陸明淵站起身,活動了一下有些僵硬的筋骨,骨節發出一連串細微的脆響。

他走到窗邊,推開窗戶,清晨帶著溼氣的微涼空氣撲面而來,讓他精神為之一振。

天際,那抹魚肚白已經展開。

溫州府的輪廓,在晨光中漸漸清晰。

“公子是要……”

若雪冰雪聰明,已然猜到了七八分。

“擒賊先擒王,打蛇打七寸。”

陸明淵的目光投向東方,那裡是平陽縣的方向。

“杜知府既然將這把刀遞到了我的手上,我若是不讓它見見血,豈非辜負了他一番‘美意’?”

他稍作洗漱,又用了半碗蓮子羹,便不再耽擱。

府衙之內,早已待命的二十餘名精幹衙役集結完畢。

與此同時,那些在府衙外苦等了一夜的平陽縣百姓也被請了進來。

“諸位鄉親,”

陸明淵的聲音不大,卻清晰地傳入每一個人耳中。

“你們的冤屈,本官已經知曉。是非曲直,總要有個公道。”

“今日,我便與你們同去平陽,我要親眼看一看,是哪裡的王法,敢讓青天白日之下,生出如此多的魑魅魍魎!”
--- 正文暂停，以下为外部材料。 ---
PR #15, opened 2021-06-10
Apm 299389 metadata extraction and entity mapping for cloudtrail rds

dt-be:
~~open for initial comments on the config and its readability when there are more services in the CloudTrail file.~~

REVIEW READY

https://github.com/dynatrace-oss/dynatrace-azure-log-forwarder/blob/master/logs_ingest/config/activity_logs.json
https://github.com/dynatrace-oss/dynatrace-gcp-function/blob/d434130a50fac7889f61ee380cadeb411eaea58b/src/config_logs/cloud_audit_logs.json


src/logs/metadata_engine/metadata_engine.py
```diff
@@ -139,15 +140,22 @@ def _apply_rule(rule, record, parsed_record):
     if rule.aws_loggroup_pattern and "log_group" in record:
         extracted_values = parse_aws_loggroup_with_grok_pattern(record["log_group"], rule.aws_loggroup_pattern)
         record.update(extracted_values)
+    if rule.log_content_parse_type in "json":
```
mmajcher, line 143: "in" or "is"?

src/config/cloudtrail.json
```diff
@@ -0,0 +1,57 @@
+{
+  "name": "CLOUD_TRAIL",
+  "displayName": "Cloud Trail Management Events / Logs",
+  "rules": [
+    {
+      "aws": {
+        "logGroup": "aws-cloudtrail-logs-%{DATA:account_id}-%{GREEDYDATA:suffix}",
```
mmajcher, line 7: do we need account_id in log group? I think we get this from Kinesis in batch

src/config/cloudtrail.json
```diff
@@ -0,0 +1,57 @@
...
+
+          "pattern": "[ { condition_field: errorCode, result: [`Failure`, errorCode] | [? @!=null ] | join('.', @) }, { condition_field: `defaultValue`, result: 'Succeeded'} ] | [?condition_field != null && condition_field !=``] | [0] | result"
+        },
+
+
+        {
+          "key": "dt.source_entity_type",
+          "description": "If a field given in condition_field exists and matches the condition value, use the value from result.",
+
+          "pattern": "[ { condition: `rds.amazonaws.com`, condition_field: log_content_parsed.eventSource, result: 'RELATIONAL_DATABASE_SERVICE'} ] | [?condition_field == condition] | [0] | result"
```
mmajcher, line 42: Wow, that's nice 👍

dt-be: Quite proud of it, too. 
Although, the final condition might need to be on a different field. I think there can be more events in that eventSource=rds that are not-instance bound - I still need to get back to that.

src/logs/metadata_engine/metadata_engine.py
dt-be: image

dt-be: But in was a bad idea, it crashes with left hand side =None

src/config/cloudtrail.json
```diff
@@ -29,27 +29,130 @@
...
+          "key": "dt.source_entity",
+          "pattern": "if( log_content_parsed.eventName == 'RebootDBInstance', &dt_meid_rds_v2( format('arn:aws:rds:{}:{}:db:{}', region, account_id, log_content_parsed.requestParameters.dBInstanceIdentifier)), &EmptyValue, @ )"
+        },
+        {
+          "key": "dt.source_entity",
+          "pattern": "if( log_content_parsed.eventName == 'DescribeEvents', &EmptyValue, &EmptyValue, @ )"
+        },
+        {
+          "key": "dt.source_entity",
+          "pattern": "if( log_content_parsed.eventName == 'RebootDBInstance', &dt_meid_rds_v2( format('arn:aws:rds:{}:{}:db:{}', region, account_id, log_content_parsed.requestParameters.dBInstanceIdentifier)), &EmptyValue, @ )"
```
mmajcher, line 145: 1)I think that we should probably introduce "switch" instruction to jmespath.
2) One thing to check is where arguments evaluation happen. To avoid evaluating all arguments to if/switch this evaluation should preferably be done only after condition is true. But this might be asking for too much, right? 
Otherwise each if's arguments gets evaluated? Lot's of unnecessary calculations.

src/logs/metadata_engine/metadata_engine.py
```diff
@@ -227,7 +227,7 @@ def _create_config_rule(entity_name: str, rule_json: Dict) -> Optional[ConfigRul
         aws_loggroup_pattern = rule_json["aws"]["logGroup"]
     except KeyError:
         aws_loggroup_pattern = None
-    log_content_parse_type = rule_json.get("aws", {}).get("logContentParseAs", None)
+    log_content_parse_type = rule_json.get("aws", {}).get("logContentParseAs", "")
```
mmajcher, line 230: Why this change, given that you are checking this field with "==" ?

src/config/cloudtrail.json
```diff
@@ -29,27 +29,130 @@
...
-          "key": "dt.source_entity_type",
-          "description": "If a field given in condition_field exists and matches the condition value, use the value from result.",
+          "key": "dt.source_entity",
+          "pattern": "if( log_content_parsed.eventName == 'DescribeOptionGroups', &EmptyValue, &EmptyValue, @ )"
+        },
 
-          "pattern": "[ { condition: `some other source of cloudTrail log event`, condition_field: log_content_parsed.eventSource, result: 'some other entity, e.g. CUSTOM_DEVICE'} ] | [?condition_field == condition] | [0] | result"
+        {
+          "key": "dt.source_entity",
+          "pattern": "if( log_content_parsed.eventName == 'DescribeOrderableDBInstanceOptions', &EmptyValue, &EmptyValue, @ )"
```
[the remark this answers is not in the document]
dt-be: Temp to know what I've done and what not, I pushed it to have a real release for demo.

src/config/cloudtrail.json
dt-be: 1. I'm against the switch as mentioned on demo, at least the way I understand what you suggest (=big single rule with one switch for them all, line that cannot be broken or formatted). If you don't agree let's have a call.
2. As mentioned on demo, & makes it late resolved. If you have doubts, I can demo in on a call.

mmajcher: 1. Yes, big single rule, is it not possible to have this with multiple lines??
2. Great

dt-be: 1. no, no line breaks within a string in json. Sad us during the hackaton.

mmajcher: Oh right. 😞

src/logs/metadata_engine/metadata_engine.py
dt-be: image
Hmm, it made it harder for me to make local debugging changes of the sort of:
```
record["log_content_parsed"]["requestParameters"] = {
        "dBInstanceIdentifier": "belu-metadata-database-1"
    }
```
as log_content_parsed wasn't there. 

Not sure if in python check against None or empty string makes a lot of difference. I'd say not and I'd leave it, but if you want it back, I won't insist.

dt-be: Must have appeared in the process of switching to ==

src/config/cloudtrail.json
dt-be: Switched to ifs

src/config/cloudtrail.json
```diff
@@ -0,0 +1,57 @@
...
+        },
+        {
+          "key": "audit.identity",
+          "pattern": "log_content_parsed.userIdentity.arn"
+        },
+        {
+          "key": "audit.status",
+          "description":  "If a field errorCode exists, then return Failure.{errorCode}, else return Succeeded. [? @!=null] filters out null values, as otherwise the join method would crash when there was no errorCode",
+
+          "pattern": "[ { condition_field: errorCode, result: [`Failure`, errorCode] | [? @!=null ] | join('.', @) }, { condition_field: `defaultValue`, result: 'Succeeded'} ] | [?condition_field != null && condition_field !=``] | [0] | result"
```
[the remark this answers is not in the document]
dt-be: Switched to ifs, they were in this project, too ;)

src/logs/metadata_engine/metadata_engine.py
dt-be: tested & reverted

src/logs/metadata_engine/metadata_engine.py
```diff
@@ -223,10 +223,7 @@ def _create_config_rule(entity_name: str, rule_json: Dict) -> Optional[ConfigRul
         return None
     attributes = _create_attributes(rule_json.get("attributes", []))
 
-    try:
-        aws_loggroup_pattern = rule_json["aws"]["logGroup"]
-    except KeyError:
-        aws_loggroup_pattern = None
+    aws_loggroup_pattern = rule_json.get("aws", {}).get("logGroup", None)
```
dt-be, line 226: https://docs.python.org/2/faq/design.html#how-fast-are-exceptions

src/config/cloudtrail.json
```diff
@@ -0,0 +1,753 @@
...
+          "pattern": "log_content_parsed.eventName"
+        },
+        {
+          "key": "audit.identity",
+          "pattern": "log_content_parsed.userIdentity.arn"
+        },
+        {
+          "key": "audit.result",
+          "description": "If a field errorCode exists, then return Failure.{errorCode}, else return Succeeded",
+          "pattern": "if( log_content_parsed.errorCode==null, &'Succeeded', &[`Failed`, log_content_parsed.errorCode] | [? @!=null ] | join('.', @) , @)"
```
wojtasskorcz, line 32: Is `[? @!=null ]` neede here? We already checked that `log_content_parsed.errorCode` is not null

src/config/cloudtrail.json
```diff
@@ -0,0 +1,753 @@
...
+          "key": "severity",
+          "pattern": "if( log_content_parsed.errorCode==null, &'INFO', &'ERROR', @)"
+        },
+        {
+          "key": "dt.source_entity",
+          "pattern": "if( log_content_parsed.eventName == 'AddRoleToDBCluster', &dt_meid_supporting_service_v2( 'Aurora', format('arn:aws:rds:{}:{}:cluster:{}', [region, account_id, log_content_parsed.requestParameters.dBClusterIdentifier])), &EmptyValue, @ )"
+        },
+        {
+          "key": "aws.arn",
+          "pattern": "if( log_content_parsed.eventName == 'AddRoleToDBCluster', &format('arn:aws:rds:{}:{}:cluster:{}', [region, account_id, log_content_parsed.requestParameters.dBClusterIdentifier]), &EmptyValue, @ )"
```
wojtasskorcz, line 44: Do I remember correctly that you wanted to try to avoid repeating the ARN calculation in `dt.source_entity` and `aws.arn`? Is it still your plan?

src/config/cloudtrail.json
```diff
@@ -0,0 +1,753 @@
...
+        {
+          "key": "aws.resource.id",
+          "pattern": "if( log_content_parsed.eventName == 'AddRoleToDBInstance', &log_content_parsed.requestParameters.dBInstanceIdentifier, &EmptyValue, @ )"
+        },
+        {
+          "key": "dt.source_entity",
+          "pattern": "if( log_content_parsed.eventName == 'AddSourceIdentifierToSubscription', &dt_meid_rds_v2( format('arn:aws:rds:{}:{}:db:{}', [region, account_id, log_content_parsed.requestParameters.dBInstanceIdentifier])), &EmptyValue, @ )"
+        },
+        {
+          "key": "dt.source_entity",
```
wojtasskorcz, line 67: `dt.source_entity` set twice for the same `log_content_parsed.eventName` -- is it intentional?

src/logs/metadata_engine/jmespath.py
```diff
@@ -44,14 +44,23 @@ def _func_if(self, condition, if_true_expression, if_false_expression, node_scop
         else:
             return if_false_expression.visit(if_false_expression.expression, node_scope)
 
+
+    @functions.signature({'types': ['string', 'null']}, {'types': ['string', 'null']})
+    def _func_starts_with(self, search, suffix):
```
wojtasskorcz, line 49: `prefix` instead of `suffix`

src/logs/metadata_engine/jmespath.py
```diff
@@ -66,4 +75,62 @@ def _func_dt_meid_md5(self, entity_type, hashing_input):
...
+    def _func_dt_meid_supporting_service_v1(self, supporting_service_name, region, main_dimension, name):
+        custom_device_input_string = "-".join([supporting_service_name.lower(), region, main_dimension, name])
+
+        # out.writeLong(customDeviceGroupLongId);
+        # out.write(customDeviceIdBytes);
+        # out.writeInt(customDeviceIdBytes.length);
+        #
+        # return MURMUR_128.hashBytes(byteOut.toByteArray()).asLong();
+
+        raise NotImplementedError
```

沒有多餘的廢話,一聲令下,一行人便浩浩蕩蕩地出了溫州府衙。

二十多名衙役在前開道,陸明淵騎著一匹神駿的白馬居中。

身後跟著那三十多名神情激動的百姓,他們或推著獨輪車,或挑著擔子。

裡面裝著的,是他們全部的家當,以及一疊疊早已泛黃的狀紙。

這支奇怪的隊伍,在清晨的薄霧中,如同一柄出鞘的利劍,直指平陽!

……

平陽縣衙。

知縣孟康正端著一碗參茶,悠哉地聽著窗外的鳥鳴。

他只覺得官場生涯,能在這富庶之地做個父母官,也算是一樁美事。

汪家雖說霸道了些。

但每年送來的“冰敬”“炭敬”卻也著實豐厚,足以讓他過得比京城裡許多同僚都滋潤。

就在這時,一名師爺連滾帶爬地衝了進來,臉色煞白,連官帽都跑歪了。

“大……大人!不好了!出大事了!”

孟康眉頭一皺,不悅道:“慌慌張張,成何體統!天塌下來了不成?”

“比天塌下來還……還厲害!”

師爺喘著粗氣,指著縣衙外。

“府……府裡的冠文伯,陸同知……帶著人馬和一群刁民,已經到縣衙門口了!”

“甚麼?!”

孟康手一抖,那碗價值不菲的參茶“哐當”一聲摔在地上,碎成了幾片。

他直接從太師椅上彈了起來。

陸明淵前段時間才來過平陽縣!

如今怎麼又來?

還帶著人馬和……刁民?

孟康的腦子嗡的一聲,瞬間一片空白。他

不是蠢人,能在這盤根錯節的平陽縣坐穩知縣的位置,自有他的玲瓏心思。

只一瞬間,他便想到了前幾日府城鬧得沸沸揚揚的百人鳴冤,想到了那些狀紙背後共同指向的名字。

汪家!

陸明淵是衝著汪家來的!

一股寒氣從孟康的尾椎骨直衝頭頂,他只覺得手腳冰涼。

他立刻意識到,這已經不是他能和稀泥糊弄過去的事情了。

“快!快去後門!”

他壓低聲音,對身邊一個心腹衙役急聲道。

“立刻去見趙大管家,告訴他,就說府裡的陸大人親至,來者不善。”

“讓他務必第一時間通知溫州汪家主家,早做準備!”

那衙役不敢怠慢,領命匆匆而去。

孟康則深吸一口氣,強行壓下心中的驚濤駭浪。

他以最快的速度整理好衣冠,臉上擠出一個比哭還難看的笑容。

帶著縣衙裡所有的大小官吏,三步並作兩步地朝縣衙大門迎去。

“下官平陽知縣孟康,不知陸大人駕到,有失遠迎,恕罪,恕罪啊!”

人未至,聲先到。孟康躬著身子,姿態放得極低。

陸明淵翻身下馬,目光平靜地看著眼前這個滿頭大汗、一臉諂媚的朝廷命官,眼神裡沒有半分波瀾。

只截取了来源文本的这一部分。